Check each line below for "being" and report how many have it, nothing else.

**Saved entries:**
Content starts
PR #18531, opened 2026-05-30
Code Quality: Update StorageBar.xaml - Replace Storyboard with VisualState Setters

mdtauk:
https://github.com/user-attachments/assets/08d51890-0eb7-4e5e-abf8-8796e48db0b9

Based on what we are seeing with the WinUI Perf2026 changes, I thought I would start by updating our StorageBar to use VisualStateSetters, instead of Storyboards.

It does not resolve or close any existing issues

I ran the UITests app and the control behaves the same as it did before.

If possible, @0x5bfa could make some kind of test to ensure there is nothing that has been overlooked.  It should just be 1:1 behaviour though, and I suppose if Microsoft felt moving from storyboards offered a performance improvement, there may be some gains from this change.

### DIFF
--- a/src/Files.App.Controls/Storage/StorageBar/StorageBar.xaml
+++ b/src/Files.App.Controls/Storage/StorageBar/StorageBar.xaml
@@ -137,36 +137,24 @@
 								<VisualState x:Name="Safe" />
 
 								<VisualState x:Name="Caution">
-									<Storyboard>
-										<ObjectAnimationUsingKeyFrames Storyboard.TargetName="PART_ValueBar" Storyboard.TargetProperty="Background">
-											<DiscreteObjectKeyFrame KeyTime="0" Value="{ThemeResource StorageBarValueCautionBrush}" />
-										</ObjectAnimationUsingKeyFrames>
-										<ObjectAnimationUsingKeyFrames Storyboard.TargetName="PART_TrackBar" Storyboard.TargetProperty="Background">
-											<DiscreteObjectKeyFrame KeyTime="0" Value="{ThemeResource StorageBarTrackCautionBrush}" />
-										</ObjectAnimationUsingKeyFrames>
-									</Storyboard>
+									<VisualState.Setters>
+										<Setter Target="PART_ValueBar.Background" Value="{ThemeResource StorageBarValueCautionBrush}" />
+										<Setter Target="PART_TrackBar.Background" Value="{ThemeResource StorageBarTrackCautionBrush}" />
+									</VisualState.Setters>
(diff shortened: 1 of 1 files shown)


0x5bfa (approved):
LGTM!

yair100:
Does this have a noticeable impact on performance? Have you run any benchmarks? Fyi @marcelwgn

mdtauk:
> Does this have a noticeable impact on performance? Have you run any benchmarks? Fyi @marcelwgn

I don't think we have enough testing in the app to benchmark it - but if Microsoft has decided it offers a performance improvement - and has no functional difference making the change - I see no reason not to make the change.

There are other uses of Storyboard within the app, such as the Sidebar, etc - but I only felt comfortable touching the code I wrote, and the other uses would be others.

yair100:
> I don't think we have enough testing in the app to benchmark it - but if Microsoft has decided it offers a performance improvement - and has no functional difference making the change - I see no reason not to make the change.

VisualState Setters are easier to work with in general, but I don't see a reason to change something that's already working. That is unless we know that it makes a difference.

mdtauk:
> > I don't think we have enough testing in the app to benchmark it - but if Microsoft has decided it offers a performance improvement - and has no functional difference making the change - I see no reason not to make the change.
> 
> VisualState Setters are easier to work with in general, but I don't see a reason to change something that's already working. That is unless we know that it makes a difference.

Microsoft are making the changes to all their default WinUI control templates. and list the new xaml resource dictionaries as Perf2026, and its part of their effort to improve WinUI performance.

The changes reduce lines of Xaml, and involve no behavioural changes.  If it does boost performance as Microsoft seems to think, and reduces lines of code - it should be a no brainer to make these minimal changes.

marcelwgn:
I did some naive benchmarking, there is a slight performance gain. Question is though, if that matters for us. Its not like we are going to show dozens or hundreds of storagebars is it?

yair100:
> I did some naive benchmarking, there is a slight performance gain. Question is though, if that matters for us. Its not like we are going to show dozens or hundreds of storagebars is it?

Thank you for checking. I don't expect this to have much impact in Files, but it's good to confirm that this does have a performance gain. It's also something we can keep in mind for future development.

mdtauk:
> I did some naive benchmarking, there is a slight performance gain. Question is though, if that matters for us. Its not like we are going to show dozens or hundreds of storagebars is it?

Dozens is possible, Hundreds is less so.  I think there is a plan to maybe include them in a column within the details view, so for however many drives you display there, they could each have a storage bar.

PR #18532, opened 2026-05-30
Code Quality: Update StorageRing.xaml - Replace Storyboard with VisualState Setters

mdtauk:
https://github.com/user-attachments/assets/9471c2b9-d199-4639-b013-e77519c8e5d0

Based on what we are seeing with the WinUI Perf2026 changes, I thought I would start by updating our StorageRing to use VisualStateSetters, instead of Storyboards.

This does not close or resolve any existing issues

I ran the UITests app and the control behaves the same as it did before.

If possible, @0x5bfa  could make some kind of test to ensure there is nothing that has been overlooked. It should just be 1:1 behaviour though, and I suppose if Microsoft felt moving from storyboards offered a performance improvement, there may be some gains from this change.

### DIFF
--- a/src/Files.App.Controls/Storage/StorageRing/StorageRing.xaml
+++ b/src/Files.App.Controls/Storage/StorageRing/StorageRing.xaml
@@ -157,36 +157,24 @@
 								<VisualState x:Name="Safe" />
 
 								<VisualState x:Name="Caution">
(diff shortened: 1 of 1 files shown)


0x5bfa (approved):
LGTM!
Content ends
Content starts
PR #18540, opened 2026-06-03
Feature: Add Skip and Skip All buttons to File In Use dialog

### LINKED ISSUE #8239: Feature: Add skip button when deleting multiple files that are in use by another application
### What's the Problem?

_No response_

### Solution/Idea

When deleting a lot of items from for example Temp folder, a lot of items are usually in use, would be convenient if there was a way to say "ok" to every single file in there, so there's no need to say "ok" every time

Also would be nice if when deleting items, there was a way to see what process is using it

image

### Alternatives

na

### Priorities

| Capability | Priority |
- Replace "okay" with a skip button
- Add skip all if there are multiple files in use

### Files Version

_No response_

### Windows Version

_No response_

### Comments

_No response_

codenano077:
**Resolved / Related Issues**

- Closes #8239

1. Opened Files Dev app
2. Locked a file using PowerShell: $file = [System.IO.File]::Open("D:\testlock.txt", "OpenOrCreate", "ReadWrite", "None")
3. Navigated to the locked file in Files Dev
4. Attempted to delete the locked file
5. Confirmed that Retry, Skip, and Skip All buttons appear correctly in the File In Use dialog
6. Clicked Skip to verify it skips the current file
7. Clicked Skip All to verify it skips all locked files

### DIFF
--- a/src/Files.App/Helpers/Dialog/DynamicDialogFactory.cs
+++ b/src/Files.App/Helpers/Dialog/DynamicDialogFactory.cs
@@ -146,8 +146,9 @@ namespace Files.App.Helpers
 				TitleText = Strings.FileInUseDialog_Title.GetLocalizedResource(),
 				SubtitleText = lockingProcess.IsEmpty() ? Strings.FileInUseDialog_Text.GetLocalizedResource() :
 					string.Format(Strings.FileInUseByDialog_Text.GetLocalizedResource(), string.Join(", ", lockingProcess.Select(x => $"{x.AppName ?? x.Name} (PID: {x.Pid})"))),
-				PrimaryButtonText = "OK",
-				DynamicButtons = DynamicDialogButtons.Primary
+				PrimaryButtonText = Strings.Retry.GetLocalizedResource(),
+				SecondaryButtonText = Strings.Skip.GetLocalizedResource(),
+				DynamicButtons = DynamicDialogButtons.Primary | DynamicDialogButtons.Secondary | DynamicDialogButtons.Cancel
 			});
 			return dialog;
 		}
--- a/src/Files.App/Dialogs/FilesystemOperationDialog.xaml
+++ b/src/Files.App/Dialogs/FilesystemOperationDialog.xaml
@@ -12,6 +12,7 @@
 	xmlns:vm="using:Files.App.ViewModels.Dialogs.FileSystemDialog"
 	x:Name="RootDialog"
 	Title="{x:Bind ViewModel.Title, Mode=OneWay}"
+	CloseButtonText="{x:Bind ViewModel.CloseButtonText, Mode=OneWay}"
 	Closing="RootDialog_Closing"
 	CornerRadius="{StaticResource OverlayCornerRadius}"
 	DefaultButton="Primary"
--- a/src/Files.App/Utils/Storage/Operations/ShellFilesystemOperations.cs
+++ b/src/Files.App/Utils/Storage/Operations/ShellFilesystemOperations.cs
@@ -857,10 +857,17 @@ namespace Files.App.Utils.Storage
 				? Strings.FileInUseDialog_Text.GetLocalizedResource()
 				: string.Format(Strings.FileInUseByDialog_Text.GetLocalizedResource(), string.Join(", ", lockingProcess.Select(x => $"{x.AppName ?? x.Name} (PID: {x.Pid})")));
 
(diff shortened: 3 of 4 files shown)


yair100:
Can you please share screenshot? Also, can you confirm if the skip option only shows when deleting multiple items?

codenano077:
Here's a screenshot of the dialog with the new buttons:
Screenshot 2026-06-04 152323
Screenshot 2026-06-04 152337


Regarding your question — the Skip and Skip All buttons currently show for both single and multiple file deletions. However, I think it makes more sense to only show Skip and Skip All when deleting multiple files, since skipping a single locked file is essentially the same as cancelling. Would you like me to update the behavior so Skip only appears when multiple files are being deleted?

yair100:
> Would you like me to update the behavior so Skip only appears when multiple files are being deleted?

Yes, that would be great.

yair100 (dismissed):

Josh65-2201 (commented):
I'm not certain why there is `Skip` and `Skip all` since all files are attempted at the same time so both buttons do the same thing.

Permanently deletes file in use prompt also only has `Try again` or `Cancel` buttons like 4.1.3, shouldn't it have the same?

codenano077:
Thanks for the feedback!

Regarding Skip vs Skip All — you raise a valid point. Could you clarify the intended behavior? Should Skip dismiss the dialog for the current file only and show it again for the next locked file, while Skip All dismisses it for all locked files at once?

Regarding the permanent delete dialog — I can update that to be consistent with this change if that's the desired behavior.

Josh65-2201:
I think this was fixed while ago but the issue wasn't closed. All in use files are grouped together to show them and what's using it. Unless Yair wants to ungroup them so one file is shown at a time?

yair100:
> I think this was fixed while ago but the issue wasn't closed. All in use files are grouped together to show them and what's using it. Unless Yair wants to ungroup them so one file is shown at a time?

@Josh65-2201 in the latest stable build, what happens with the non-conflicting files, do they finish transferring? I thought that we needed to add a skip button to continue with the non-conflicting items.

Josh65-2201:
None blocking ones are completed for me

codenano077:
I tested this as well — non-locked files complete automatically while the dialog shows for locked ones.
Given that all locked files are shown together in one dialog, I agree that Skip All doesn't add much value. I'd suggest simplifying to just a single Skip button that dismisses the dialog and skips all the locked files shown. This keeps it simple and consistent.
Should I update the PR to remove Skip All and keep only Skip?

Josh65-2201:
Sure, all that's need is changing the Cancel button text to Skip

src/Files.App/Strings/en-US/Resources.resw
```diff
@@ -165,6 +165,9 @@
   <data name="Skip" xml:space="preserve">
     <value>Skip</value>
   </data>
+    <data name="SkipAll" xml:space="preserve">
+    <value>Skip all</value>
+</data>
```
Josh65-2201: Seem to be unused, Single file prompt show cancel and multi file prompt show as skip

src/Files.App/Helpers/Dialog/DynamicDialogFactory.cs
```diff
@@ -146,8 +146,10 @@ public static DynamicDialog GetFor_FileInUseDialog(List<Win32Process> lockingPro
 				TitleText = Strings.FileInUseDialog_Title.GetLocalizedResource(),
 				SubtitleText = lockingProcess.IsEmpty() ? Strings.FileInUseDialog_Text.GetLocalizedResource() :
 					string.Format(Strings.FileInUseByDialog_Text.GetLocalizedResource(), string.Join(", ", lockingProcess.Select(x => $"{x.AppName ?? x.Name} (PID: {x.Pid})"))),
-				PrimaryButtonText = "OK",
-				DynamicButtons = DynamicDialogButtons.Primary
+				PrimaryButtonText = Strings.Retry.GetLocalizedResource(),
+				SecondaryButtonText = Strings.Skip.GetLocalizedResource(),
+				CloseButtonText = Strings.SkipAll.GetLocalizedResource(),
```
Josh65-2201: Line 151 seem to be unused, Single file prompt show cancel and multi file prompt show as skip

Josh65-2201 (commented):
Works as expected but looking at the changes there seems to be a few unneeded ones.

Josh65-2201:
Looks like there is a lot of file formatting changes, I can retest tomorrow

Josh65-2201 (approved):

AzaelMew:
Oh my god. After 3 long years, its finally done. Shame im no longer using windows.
Content ends
**Solution to this exercise:**
2